━━━━━ Entries shown
Issue #611, opened 2023-01-21
LuaMacro plugin: Enable win.GetFileTimes/win.SetFileTimes to get/set change time


rohitab:
### Description of the new feature or improvement

The Lua function `win.GetFileTimes` returns _Creation time_, _Last access time_, and _Last write time_ as shown in the following code. It does not return _Change time_.

https://github.com/FarGroup/FarManager/blob/2326d88085452dde8658d561f200ee3295a5a0ea/plugins/luamacro/luafar/win.c#L863-L870

Similarly, `win.SetFileTimes` sets the same time values as shown in the following code. It does not set _Change time_.

https://github.com/FarGroup/FarManager/blob/2326d88085452dde8658d561f200ee3295a5a0ea/plugins/luamacro/luafar/win.c#L917-L923

Could you please add support for getting and setting _Change time_ as well? This would allow Lua macros to set and restore all file times, similar to the _Preserve all timestamps_ feature in the _Copy_ and _Rename/Move_ dialogs.

### Proposed technical implementation details (optional)

Use `file::GetTime` and `file::SetTime` instead of `GetFileTime` and `SetFileTime` respectively.

https://github.com/FarGroup/FarManager/blob/2326d88085452dde8658d561f200ee3295a5a0ea/far/platform.fs.hpp#L258-L260

johnd0e:
@shmuz

shmuz:
@johnd0e, as you know I'm spending all my spare time nowadays on far2m, etc. and there's no `ChangeTime` there.

johnd0e:
@shmuz, yes I know.
But still hope that some day you will be able to find some time.
Or at least give us your opinion about proposed implementation.

shmuz:
1. It's not a proposed implementation here, it is just a suggestion to use the same code Far3 uses.
2. I respect you being a Far3 "patriot", but on the other hand you could help me a lot with far2m but you won't do that.

johnd0e:
> you could help me a lot with far2m but you won't do that.

I will be happy to help where I can.
At the moment I have no system where I could run far2m.

rohitab:
@johnd0e Thank you for trying to get this issue resolved.

> 1. It's not a proposed implementation here, it is just a suggestion to use the same code Far3 uses.

@shmuz The suggestion and the proposed implementation are the same, i.e. to use different functions, ones that get/set 4 file times instead of 3. I'd be happy to submit a patch if someone can review and commit it.

[...]

PR #1014, opened 2025-09-27
LuaMacro plugin: Enable win.GetFileTimes/win.SetFileTimes to get/set change time

rohitab:
## Summary
The Lua API's `win.GetFileTimes` and `win.SetFileTimes` currently allow retrieving and setting _Creation time_, _Last access time_, and _Last write time_. This PR adds support to get and set _Change time_ as well.

 
## References
https://github.com/FarGroup/FarManager/issues/611

## Checklist
- [x] I have discussed this with project maintainers: https://github.com/FarGroup/FarManager/issues/611<br/>

## Details
The functions `win.GetFileTimes` and `win.SetFileTimes` have been modified to use `NtQueryInformationFile` and `NtSetInformationFile` to get/set time. These are the same API's used by _Far_.

The API's work as before, except that the table has an additional field `ChangeTime` that can be set and retrieved. As before, `win.SetFileTimes` supports setting one, all or any combination of the available time values.

### DIFF
--- a/plugins/luamacro/luafar/lf_win.c
+++ b/plugins/luamacro/luafar/lf_win.c
@@ -3,6 +3,7 @@
 #include <stdlib.h>
 #include <windows.h>
 #include <shellapi.h>
+#include <winternl.h>
 
 WARNING_PUSH()
 WARNING_DISABLE_MSC(4255)
@@ -858,10 +859,9 @@ int win_IsWinVersion(lua_State *L)
 	return 1;
 }
 
-static void PutFileTimeToTableEx(lua_State *L, const FILETIME *FT, const char *key)
+static void PutFileTimeToTableEx(lua_State *L, const LARGE_INTEGER *FT, const char *key)
 {
-	INT64 FileTime = FT->dwLowDateTime + 0x100000000LL * FT->dwHighDateTime;
-	bit64_pushuserdata(L, FileTime);
+	bit64_pushuserdata(L, FT->QuadPart);
 	lua_setfield(L, -2, key);
 }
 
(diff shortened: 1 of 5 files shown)


plugins/luamacro/luafar/lf_win.c
```diff
@@ -876,14 +876,23 @@ static int win_GetFileTimes(lua_State *L)
...
-				lua_createtable(L, 0, 3);
-				PutFileTimeToTableEx(L, &t_create, "CreationTime");
-				PutFileTimeToTableEx(L, &t_access, "LastAccessTime");
-				PutFileTimeToTableEx(L, &t_write,  "LastWriteTime");
-				res = 1;
+				IO_STATUS_BLOCK iob;
+				FILE_BASIC_INFO fbi;
+				const int FileBasicInformation = 4;
+				typedef NTSTATUS(NTAPI* NtQueryInformationFile)(HANDLE FileHandle, PIO_STATUS_BLOCK IoStatusBlock, PVOID FileInformation, ULONG Length, FILE_INFORMATION_CLASS FileInformationClass);
+				NtQueryInformationFile pNtQueryInformationFile = (NtQueryInformationFile)(INT_PTR)GetProcAddress(hNtDll, "NtQueryInformationFile");
```
alabuzhev, line 886: Minor:
PutFileTimeToTableEx function is supposedly called more than once, and calling GetProcAddress here every time adds redundant runtime overhead: it's not like ntdll can suddenly disappear.
It can be made static as [elsewhere](https://github.com/FarGroup/FarManager/blob/b5ef796f9f69eeb983b6823369ac5ce940cd111b/plugins/arclite/sysutils.cpp#L221-L222).

Same for ExtractFileTime.

rohitab: @alabuzhev thank you for reviewing the code.

> Minor: PutFileTimeToTableEx function is supposedly called more than once, and calling GetProcAddress here every time adds redundant runtime overhead: it's not like ntdll can suddenly disappear.

`PutFileTimeToTableEx` is indeed called `4` times, one for each time value. However, `GetProcAddress` is called only once for each call to `win_GetFileTimes` and `win_SetFileTimes`. But regardless, the issue you mentioned is still there.

You're right to call this out. I ran through a couple of options when I was modifying the code.

-  Use an initialization function, similar to what ProcList does in [`dynamic_bind`](https://github.com/FarGroup/FarManager/blob/b5ef796f9f69eeb983b6823369ac5ce940cd111b/plugins/proclist/Proclist.cpp#L92-L130).
- Initialize function pointers in [`DllMain`](https://github.com/FarGroup/FarManager/blob/b5ef796f9f69eeb983b6823369ac5ce940cd111b/plugins/luamacro/luafar/lf_service.c#L154-L170).
- Store the result of `GetProcAddress` in a static variable in each function.
- Link with `ntdll.lib`, either the standard one, or a custom-built lib with just these two exports.

Eventually, I decided to stick with the approach that was used in another function [`win_DeleteRegKey`](https://github.com/FarGroup/FarManager/blob/b5ef796f9f69eeb983b6823369ac5ce940cd111b/plugins/luamacro/luafar/lf_win.c#L214-L233) in the same source file [`luamacro/luafar/lf_win.c`](https://github.com/FarGroup/FarManager/blob/b5ef796f9f69eeb983b6823369ac5ce940cd111b/plugins/luamacro/luafar/lf_win.c#L214-L233)

> It can be made static as [elsewhere](https://github.com/FarGroup/FarManager/blob/b5ef796f9f69eeb983b6823369ac5ce940cd111b/plugins/arclite/sysutils.cpp#L221-L222).

Unfortunately, that won't work as-is, since LuaFAR code is in C, and function calls aren't allowed in constant expressions. But we could still store the result in a static variable afterwards to avoid reinitialization.

Personally, I would have preferred to use `ntdll.lib`, but I didn't want to make changes that were not approved and outside of the feature I was working on. However, I'm happy to make any changes that are needed. What would you suggest?

shmuz: > Minor: PutFileTimeToTableEx function is supposedly called more than once, and calling GetProcAddress here every time adds redundant runtime overhead <snip>
> 
> Same for ExtractFileTime.

I made a commit that seems to address this.

alabuzhev: > PutFileTimeToTableEx is indeed called 4 times, one for each time value. However, GetProcAddress is called only once for each call to win_GetFileTimes and win_SetFileTimes.

Apologies, I meant win_SetFileTimes and win_GetFileTimes of course - GitHub diff view collapsed the lines in a confusing way.
The point was that GetProcAddress is called every time the user wants to get or set something.

> Link with ntdll.lib

Oh, that's interesting. Is it part of WinSDK now and available by default and an officially blessed way to call Nt* funuctions? It used to be not the case. If so, and if it's also available in non-Microsoft SDKs (MSYS2, LLVM) we might want to switch to that approach.

> I made a commit that seems to address this.

Thanks, perhaps it would make sense to do that for win_DeleteRegKey too then?

shmuz: > perhaps it would make sense to do that for win_DeleteRegKey too then?

Done, thanks.

rohitab: > > Link with ntdll.lib
> 
> Oh, that's interesting. Is it part of WinSDK now and available by default and an officially blessed way to call Nt* funuctions?

Yes, it part of Windows SDK for x86, x64, arm and arm64. I'm not sure when Microsoft started including it, but since it's there now, I assume it's the official way to use API's, at least the ones that are guaranteed to be available on the supported platform.

> It used to be not the case. If so, and if it's also available in non-Microsoft SDKs (MSYS2, LLVM) we might want to switch to that approach.

I'm not sure about others, but MSYS2 comes with a [lib for NTDLL](https://packages.msys2.org/packages/mingw-w64-cross-mingw32-crt?variant=x86_64) and the build with gcc works using that library. For the ones that don't support it, a simple def file like this one will work.

```def
LIBRARY ntdll.dll
EXPORTS
    NtSetInformationFile
    NtQueryInformationFile
```
It does make the code much cleaner without all the `LoadLibrary`/`GetModuleHandle`/`GetProcAddress` calls.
━━━━━━━━━━
▶ _What you should do_: In the entries above, find each line with the word "char" and copy it.

▶ _Exercise response_:
-static void PutFileTimeToTableEx(lua_State *L, const FILETIME *FT, const char *key)
+static void PutFileTimeToTableEx(lua_State *L, const LARGE_INTEGER *FT, const char *key)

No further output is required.